How to interpret this result:

For record #38, the random forest model classified it as 0 and the predicted probabilities were [0.84, 0.16]
The bar chart shows that Red bars influence the prediction of 0 (Malignant)

Iteration 2: Record 23

Source: Author | Model and feature explanation for record # 23

How to interpret this result:

For record #23, the random forest model classified it as 1 (Benign) and the predicted probabilities were [0.24, 0.76]
The bar chart shows that Green bars influence the prediction of 1(Benign)

Note: The bar chart to the right in each of the above plots is not from the LIME library and I included this in the output using Matplotlib just to draw parellel to ouput from one more library called SHAP which is used in understanding of the decision-making processes of complex models. If you wish to know more on shap, please refer to Inside the Black Box: A Practical Approach to Model Interpretability

Pros:

Model Agnostic: LIME is versatile and able to be applied to any machine learning model, including black box models, regardless of complexity or algorithm.
Local Interpretability: LIME generates local surrogate models to explain individual predictions, providing interpretable explanations for specific instances, and aiding in understanding model behavior at a granular level.
Versatility: LIME is a versatile tool that can handle various types of data, including structured, unstructured, and mixed data, making it suitable for various domains and applications.

Cons:

Computational Overhead: Local surrogate models can be computationally expensive, particularly for large datasets or complex models, resulting in longer explanation times and increased computational resources.
Sensitivity to Perturbations: LIME’s sensitivity to perturbations in input data samples can lead to inconsistent explanations and require careful interpretation due to its varying explanations for similar instances.
Limited Global Understanding: LIME offers individual predictions but may not provide a comprehensive model understanding due to its focus on local interpretability and not capturing global trends or data relationships.

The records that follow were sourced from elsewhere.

Issue #521, opened 2020-08-27
Docker repositories do not work with authentication


olegmoz:
When Docker client tries to perform an operation it first sends `GET /v2/` request. Response to this request should contain version header and `WWW-Authenticate` header if needed. Now Artipie always sends empty `200 OK` response for this endpoint. This behavior is implemented in `DockerRoutingSlice`. It works well in scenarios when authentication is not required. But when auth is required for other endpoints client does not receive `WWW-Authenticate` and does not tries to authenticate for any other requests. So in practice authenticated access does not work for Docker repositories.

0crat:
You @olegmoz[/z](https://www.0crat.com/u/olegmoz) need to have one of these roles in order to do "Request order start": `ARC`, `PO`; I'm sorry to say this, but at the moment you've got no roles in this project

PR #523, opened 2020-08-27
#499 - Added Docker local repository auth tests

### LINKED ISSUE #499: Remove "layout: flat" from proofs and examples
Layout should be made optional for configuration using `flat` value by default. With this done `layout: flat` could be removed from all proofs and examples

olegmoz:
Closes #499 
Added test cases for Docker repository when auth is required.
Th tests are disabled, because feature does not work at the moment. See #521


olenagerasimova (approved):
@olegmoz thanks, looks good to merge

Issue #470, opened 2020-08-20
ArtipieServer.java:83-89: Extract class for building...


0pdd:
The puzzle `449-3e9e55ee` from #449 has to be resolved: 

https://github.com/artipie/artipie/blob/5966489d2a1ed5829396e4e9d85d0370bb9d9c94/src/test/java/com/artipie/ArtipieServer.java#L83-L89

The puzzle was created by Oleg Mozzhechkov on 20-Aug-20. 

Estimate: 30 minutes,  role: DEV. 

If you have any technical questions, don't ask me, submit new tickets instead. The task will be \"done\" when the problem is fixed and the text of the puzzle is _removed_ from the source code. Here is more about [PDD](http://www.yegor256.com/2009/03/04/pdd.html) and [about me](http://www.yegor256.com/2017/04/05/pdd-in-action.html).

PR #525, opened 2020-08-27
#509 - Extract generating repo permissions

### LINKED ISSUE #509: GetPermissionSliceTest.java:55-58: Create class to...
The puzzle `495-a27c3b37` from #495 has to be resolved: 

https://github.com/artipie/artipie/blob/edebc7f1eefaa3068b72ea7a635a411027bd7540/src/test/java/com/artipie/api/artifactory/GetPermissionSliceTest.java#L55-L58

The puzzle was created by olenagerasimova on 25-Aug-20. 

genryxy:
Closes #509 
Extract generating repo permissions from `GetPermissionSliceTest`, `AddUpdatePermissionSliceTest` and `RepoPermissionsFromSettingsTest` into class `BuildingRepoPermissions`.


src/test/java/com/artipie/BuildingRepoPermissions.java
```diff
@@ -0,0 +1,141 @@
...
+import java.util.List;
+import java.util.Map;
+import java.util.stream.Collectors;
+
+/**
+ * Class for generating repo permissions.
+ * @since 0.10
+ */
+@SuppressWarnings("PMD.AvoidDuplicateLiterals")
+public final class BuildingRepoPermissions {
```
olenagerasimova, line 46: @genryxy I'd suggest to rename this class into `RepoPermissions` without `Building`

src/test/java/com/artipie/BuildingRepoPermissions.java
```diff
@@ -0,0 +1,141 @@
...
+    /**
+     * Storage.
+     */
+    private final Storage storage;
```
olenagerasimova, line 50: @genryxy as this class main purpose is to build repo permissions, I think that it should have these permissions as a field. Also, sometimes adding this repo setting yaml to storage is not required

olenagerasimova (changes requested):
@genryxy please, check https://github.com/artipie/artipie/issues/470 - we have issuie to create whole config builder, I think that this class should be responsible for adding permission section, that why  I'd suggest to change this class conception:
- First, add users/permissions as a field and remove field for storage. For users/permissions we can use `RepoPermissions.UserPermission` class.
- Second, as permissions are part of the artipie repo configurations, let's create method to accept `YamlMapping` (yaml `repo` section) configuration and return this mapping with added permissions section. Thus, we will be able to use this class for building whole test config file.
- Third, other methods: let's create methods without `YamlMapping` parameter to build some default config with given permissions and methods with `Storage` and `Key` parameters to put config to storage, etc (what methods are necessary now). 
- Also, we can add empty ctor to build config without `permissions` section.

What do you think?

genryxy:
@olenagerasimova these changes will be useful and simplify using permissions, I will try to implement the proposed class concept

src/test/java/com/artipie/BuildingRepoPermissions.java
genryxy: @olenagerasimova Maybe, it would be better to rename this class into `UserRepoPermissions` because we have `RepoPermissions` interface with the class `UserPermission` inside that doesn't implement this interface. We need `RepoPermissions.Userpermission` field in the new class.

genryxy:
@olenagerasimova please take a look

src/test/java/com/artipie/RepoPerms.java
```diff
@@ -0,0 +1,148 @@
...
+
+    /**
+     * Add permissions to the repo section.
+     * @param reposection YamlMapping with repo section
+     * @return YamlMapping with repo section and permissions.
+     */
+    public YamlMapping addPermissions(final YamlMapping reposection) {
+        return RepoPerms.repoSectionAsBuilder(reposection)
+            .add(RepoPerms.PERMISSIONS, this.permsYaml())
+            .build();
```
olenagerasimova, line 105: @genryxy I think we should support `yaml` style here and modify given `reposection` by adding permissions section and return this modified yaml without building

src/test/java/com/artipie/RepoPerms.java
```diff
@@ -0,0 +1,148 @@
...
+    }
+
+    /**
+     * Empty repo section with default values.
+     * @return Empty repo section.
+     */
+    static YamlMappingBuilder emptyRepoSection() {
```
olenagerasimova, line 112: @genryxy as this method is never used, I'd suggest to remove it

src/test/java/com/artipie/RepoPerms.java
```diff
@@ -0,0 +1,148 @@
...
+    public void saveSettings(final Storage storage, final String repo) {
+        storage.save(
+            new Key.From(String.format("%s.yaml", repo)),
+            new Content.From(
+                Yaml.createYamlMappingBuilder().add(
+                    "repo",
+                    Yaml.createYamlMappingBuilder()
+                        .add("type", "any")
+                        .add(RepoPerms.PERMISSIONS, this.permsYaml()).build()
+                ).build().toString().getBytes(StandardCharsets.UTF_8)
```
olenagerasimova, line 92: @genryxy I think we should call `addPermissions()` to create yaml file

olenagerasimova (changes requested):
@genryxy added several comments, take a look please

genryxy:
@olenagerasimova thanks, please take a look

olenagerasimova (approved):
@genryxy thanks, looks good to me

0crat:
Job `gh:artipie/artipie#525` is not assigned, can't get performer

Issue #545, opened 2020-09-02
List files/folders API endpoint


olegmoz:
We need to implement API for reading files metadata. There is such API endpoint in Artifactory API: https://www.jfrog.com/confluence/display/JFROG/Artifactory+REST+API#ArtifactoryRESTAPI-FileList

We need it to list folders, and for the start let's assume that listing should not be recursive (e.g. one level of depth)

g4s8:
@olegmoz I'll copy relevant API spec here from Artifactory docs:

**Description**: Get a flat (the default) or deep listing of the files and folders (not included by default) within a folder.
For deep listing you can specify an optional depth to limit the results.
Optionally include a map of metadata timestamp values as part of the result (only properties are displayed in since 3.0.0).
folder inclusion since 2.3.2; checksum inclusion since: 2.3.3; include folder root path since: 2.5.2. Supported by all types of repositories.
**Usage**: `GET /api/storage/{repoKey}/{folder-path}?list[&deep=0/1][&depth=n][&listFolders=0/1][&mdTimestamps=0/1][&includeRootPath=0/1]`
 - `deep` - if `1`, then respect `depth` query param, `0` by default
 - `depth` - `hierarchy depth, use only if `deep` query param is `1`
 - `listFolders` - include folders if `1`, `0` by default
 - `mdTimestamps` - include timestampts
 - `includeRootPath` - include root path item `/`

**Produces**: `application/json (application/vnd.org.jfrog.artifactory.storage.FileList+json)`

**Sample Output**:
`GET /api/storage/libs-release-local/org/acme?list&deep=1&listFolders=1&mdTimestamps=1`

The complete code used in this blog can be found on Github

Conclusion

In summary, achieving a balance between the accuracy and explainability of machine learning models is vital. This not only fosters trust among stakeholders but also boosts the confidence of data science teams in the model’s performance, as they can justify its predictions. Tools like LIME play a crucial role by providing clear and easy explanations that are essential for driving innovation and solving complex problems.

I hope you liked the article and found it helpful.

Connect with me

Collection of blogs

Data Science Using Python and R
Python For Finance
App Development Using Python
GeoSpatial Analysis Using Python

FAQs

Q1: Why do machine learning models need to be explainable?
A1: Explainability is crucial for users to trust and understand how models make predictions. It provides transparency into the decision-making process, helping users validate the model’s outputs and identify potential biases or errors.

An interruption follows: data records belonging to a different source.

PR #549, opened 2020-09-04
#544 - Optional permissions in RepoConfig

olegmoz:
Part of #544 
Implementing global permissions support requires special handling of absence of permissions configured in repository. This requires to return `Optional<Permissions>` in `RepoConfig.permissions()` method. Logic for extracting permissions part from repo config moved from `YamlPermissions` to `RepoConfig` for that

PR #564, opened 2020-09-10
#549 - Added GlobalPermissions interface without implementation

olegmoz:
Part of #549 
Added `GlobalPermissions` interface without implementation

### DIFF
--- a/src/main/java/com/artipie/Settings.java
+++ b/src/main/java/com/artipie/Settings.java
@@ -27,8 +27,10 @@ import com.amihaiemil.eoyaml.Yaml;
 import com.amihaiemil.eoyaml.YamlMapping;
 import com.artipie.asto.Storage;
 import com.artipie.asto.memory.InMemoryStorage;
+import com.artipie.auth.GlobalPermissions;
 import com.artipie.http.auth.Authentication;
 import java.io.IOException;
+import java.util.Optional;
 import java.util.concurrent.CompletableFuture;
 import java.util.concurrent.CompletionStage;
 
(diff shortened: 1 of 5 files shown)


src/main/java/com/artipie/Settings.java
```diff
@@ -74,6 +76,13 @@
      */
     CompletionStage<Credentials> credentials();
 
+    /**
+     * Artipie global permissions.
+     *
+     * @return Global permissions if configured, empty - otherwise.
+     */
+    CompletionStage<Optional<GlobalPermissions>> permissions();
```
olenagerasimova, line 84: @olegmoz it seems to me that using `Optional` as a return type always adds some unnecessary complications to the code. As far as I understand the idea, absence of global permissions means that we simply use repo permissions as we do now. May be for this case we can simply create and use some special implementation (which simply returns permissions for repository) of `GlobalPermissions` and avoid returning `Optional` here?

olenagerasimova (changes requested):
@olegmoz one suggestion, please, take a look

olenagerasimova (changes requested):
@olegmoz one suggestion, take a look please

src/main/java/com/artipie/Settings.java
olegmoz: @olenagerasimova I agree that it adds additional complexity, but we need special handling of `GlobalPermissions` absence. See the table in comments of https://github.com/artipie/artipie/pull/549

0crat:
Job `gh:artipie/artipie#564` is not assigned, can't get performer

0crat:
Pull request [#564](https://github.com/artipie/artipie/issues/564) was not merged, no payment for `ARC`, see [§28](http://www.zerocracy.com/policy.html#28)

PR #566, opened 2020-09-10
#565 - Artifactory API corrections

### LINKED ISSUE #565: Artifactory permissions API: return 404 when repo does not exist
`DeletePermissionSlice` and `GetPermissionSlice` should return 404 if requested permissions target (repository) does not exist. Such behavior is not directly documented by artifactory, but I think it would be more correct than return 500 as we do now.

Q2: What are the benefits of balancing accuracy and explainability in machine learning models?
A2: The model’s reliability and understandability are ensured by balancing accuracy and explainability, fostering confidence in its performance and facilitating its adoption across various business functions and industries.

Q3: How does LIME contribute to model explainability?
A3: LIME is a powerful tool that provides clear, intuitive explanations for model predictions by perturbing input data around specific instances, allowing users to understand the factors driving individual predictions.

Q4: Is it possible for models to be accurate and explainable at the same time?
A4: Yes, LIME enables high accuracy and interpretability in machine learning models, balancing complexity with transparency by providing clear explanations for predictions, thereby enhancing user experience.

Q5: How can businesses leverage explainable machine learning models for problem-solving?
A5: Explainable machine learning models enable businesses to make informed decisions, optimize processes, and drive innovation by providing transparent insights and understanding the rationale behind model predictions.